WHAT IS REQUIRED: Search the entries below for the string "error" and copy the lines that hold it.

Data records:
PR #407, opened 2026-08-10
[Dashboard/configurator] Add browser-level smoke check to CI

caohy1988:
## Summary

Adds the browser-level gate from #404: the Node suite structurally cannot see browser-only failures — the `node:path` incident on #405 shipped past a green suite and briefly made the production page inert.

Branch is synced with current `main` (post-#412/#413).

## Enforcement — everything rides the REQUIRED Test checks

The active `main` ruleset requires only `Format check` and `Test (Python 3.10–3.14)`, so both the positive gate **and the negative fixtures** run inside pytest:

- `test_configurator_loads_in_a_real_browser` — the positive smoke.
- `test_browser_smoke_negative_fixtures_are_detected` — runs `browser_smoke.sh --self-test`; a reintroduced false-pass path turns a **required** check red, not just the optional job.
- **Missing Chrome in CI is a hard failure, not a skip**: `_browser_gate_disposition` raises when `CI` is set and no browser is found, skips only outside CI, unit-tested for all four combinations. A runner image losing Chrome cannot silently drop the gate.
- The standalone `Configurator browser smoke` job remains as a fast signal; nothing depends on it being required.

## The check itself — no false-pass paths

- **Live error marker**: an injected script (ahead of the module) records capture-phase `error` events (failed module/resource loads included), unhandled rejections, and `console.error` calls, and **re-stamps `#smoke-result` on every recorded error** — the dumped DOM reflects the entire observation window, not a post-load snapshot. **The observation window is the 5-second virtual-time budget**; an error scheduled beyond it is invisible to any dump-based check by construction — that budget is the stated contract.
- **Port ownership proven**: randomized high port + nonce round-trip; an occupied or stale port fails instead of validating a stranger's content.
- **Exit status always reaped**: the child's natural exit status is honored even after a healthy-looking DOM; the only exempt exit is a timeout kill this script itself delivered (guarded against a racing natural exit).

## Negative fixtures — FIVE, all must fail, all enforced in the required path

`browser_smoke.sh --self-test`: (1) an immediate generic console error; (2) an occupied port serving the wrong tree; (3) a browser binary exiting nonzero with no output; (4) a browser that writes a healthy instrumented DOM, lingers, then exits 42 — the exit-status pin; (5) **a generic console error delayed 900 ms past load — the live-marker pin**. Runs in the required pytest path *and* as a step in the standalone job.

## Verification

At this head: positive smoke green, all five fixtures detected, dashboard pytest 25/25; a 4.9 s error inside the window is caught (reviewer-verified).

Part of #404.

### DIFF
--- a/.github/workflows/ci.yml
+++ b/.github/workflows/ci.yml
@@ -81,6 +81,20 @@ jobs:
       - name: Run tests
         run: pytest --tb=short -q
 
+  configurator-browser-smoke:
+    name: Configurator browser smoke
+    runs-on: ubuntu-22.04
+    steps:
+      - uses: actions/checkout@11d5960a326750d5838078e36cf38b85af677262  # v4.4.0
+        with:
+          persist-credentials: false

FINISHED TASK:
- **Live error marker**: an injected script (ahead of the module) records capture-phase `error` events (failed module/resource loads included), unhandled rejections, and `console.error` calls, and **re-stamps `#smoke-result` on every recorded error** — the dumped DOM reflects the entire observation window, not a post-load snapshot. **The observation window is the 5-second virtual-time budget**; an error scheduled beyond it is invisible to any dump-based check by construction — that budget is the stated contract.
`browser_smoke.sh --self-test`: (1) an immediate generic console error; (2) an occupied port serving the wrong tree; (3) a browser binary exiting nonzero with no output; (4) a browser that writes a healthy instrumented DOM, lingers, then exits 42 — the exit-status pin; (5) **a generic console error delayed 900 ms past load — the live-marker pin**. Runs in the required pytest path *and* as a step in the standalone job.
At this head: positive smoke green, all five fixtures detected, dashboard pytest 25/25; a 4.9 s error inside the window is caught (reviewer-verified).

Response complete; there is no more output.